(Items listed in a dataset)

PR #214, opened 2022-07-20
Don't swallow bootstrapping error logs

mtesseract:
## Description

Until now the bootstrapping was executed directly from within `e2e.sh` before any loggers are started, which means that if the bootstrapping fails then we don't see why it failed.

This PR shuffles the order so that `e2e.sh` takes care of starting loggers before bootstrapping (which is executed as part of the inner `e2e-test.sh` script).

## Test manual

```
# To run tests locally run:
```


kovayur (approved):
LGTM

PR #216, opened 2022-07-21
[test env] Simplify operator group and increase wait timeout

mtesseract:
## Description

Accidentally I have tried to deploy with `CLUSTER_TYPE=openshift` on my local Minikube. After deploying with `CLUSTER_TYPE=minikube` later I noticed that the operator does not come up. The reason was that for the different cluster type profiles a different operator group was created, which is not allowed. I noticed that there is no reason to have two different manifests for different operator groups and hence streamlined that.

Then the operator *still* did not come up (in time), because apparently the waiting timeout (60s by default) was not sufficient. Therefore I have increased it to 3m.

## Test manual

```
# To run tests locally run:
```


dev/env/scripts/bootstrap.sh
```diff
@@ -59,6 +59,9 @@ if [[ "$INSTALL_OPERATOR" == "true" ]]; then
         log "Skipping installation of operator since the operator seems to be running already"
     else
         log "Installing operator"
+
+        apply "${MANIFESTS_DIR}"/rhacs-operator/[0-9]* # This installs the operator-group.
```
vladbologa, line 63: does this apply again the namespace object, already applied on line 29?

vladbologa: also on lines 86 and 89, it could be 0[3]* now instead of 0[23]*, I think

mtesseract: Regarding the first comment: Yes, it does. But that is fine, if the ns already exists it is a no-op. I would suggest to keep it this way because it introduces less magic (of the form "this manifest only at this point" and "this other manifest only at that other point" -- the reason we need to apply the ns already before is to allow the logger to run early).

mtesseract: Regarding the second comment: You are right, that looked weird. I have simplified that.

vladbologa: Thanks, looks clearer now.

vladbologa (approved):
lgtm!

### TASK INSTRUCTIONS
Please retype all of the records above exactly as they are.

### SOLUTION TO THE PROBLEM
PR #214, opened 2022-07-20
Don't swallow bootstrapping error logs

mtesseract:
## Description

Until now the bootstrapping was executed directly from within `e2e.sh` before any loggers are started, which means that if the bootstrapping fails then we don't see why it failed.

This PR shuffles the order so that `e2e.sh` takes care of starting loggers before bootstrapping (which is executed as part of the inner `e2e-test.sh` script).

## Test manual

```
# To run tests locally run:
```


kovayur (approved):
LGTM

PR #216, opened 2022-07-21
[test env] Simplify operator group and increase wait timeout

mtesseract:
## Description

Accidentally I have tried to deploy with `CLUSTER_TYPE=openshift` on my local Minikube. After deploying with `CLUSTER_TYPE=minikube` later I noticed that the operator does not come up. The reason was that for the different cluster type profiles a different operator group was created, which is not allowed. I noticed that there is no reason to have two different manifests for different operator groups and hence streamlined that.

Then the operator *still* did not come up (in time), because apparently the waiting timeout (60s by default) was not sufficient. Therefore I have increased it to 3m.

## Test manual

```
# To run tests locally run:
```


dev/env/scripts/bootstrap.sh
```diff
@@ -59,6 +59,9 @@ if [[ "$INSTALL_OPERATOR" == "true" ]]; then
         log "Skipping installation of operator since the operator seems to be running already"
     else
         log "Installing operator"
+
+        apply "${MANIFESTS_DIR}"/rhacs-operator/[0-9]* # This installs the operator-group.
```
vladbologa, line 63: does this apply again the namespace object, already applied on line 29?

vladbologa: also on lines 86 and 89, it could be 0[3]* now instead of 0[23]*, I think

mtesseract: Regarding the first comment: Yes, it does. But that is fine, if the ns already exists it is a no-op. I would suggest to keep it this way because it introduces less magic (of the form "this manifest only at this point" and "this other manifest only at that other point" -- the reason we need to apply the ns already before is to allow the logger to run early).

mtesseract: Regarding the second comment: You are right, that looked weird. I have simplified that.

vladbologa: Thanks, looks clearer now.

vladbologa (approved):
lgtm!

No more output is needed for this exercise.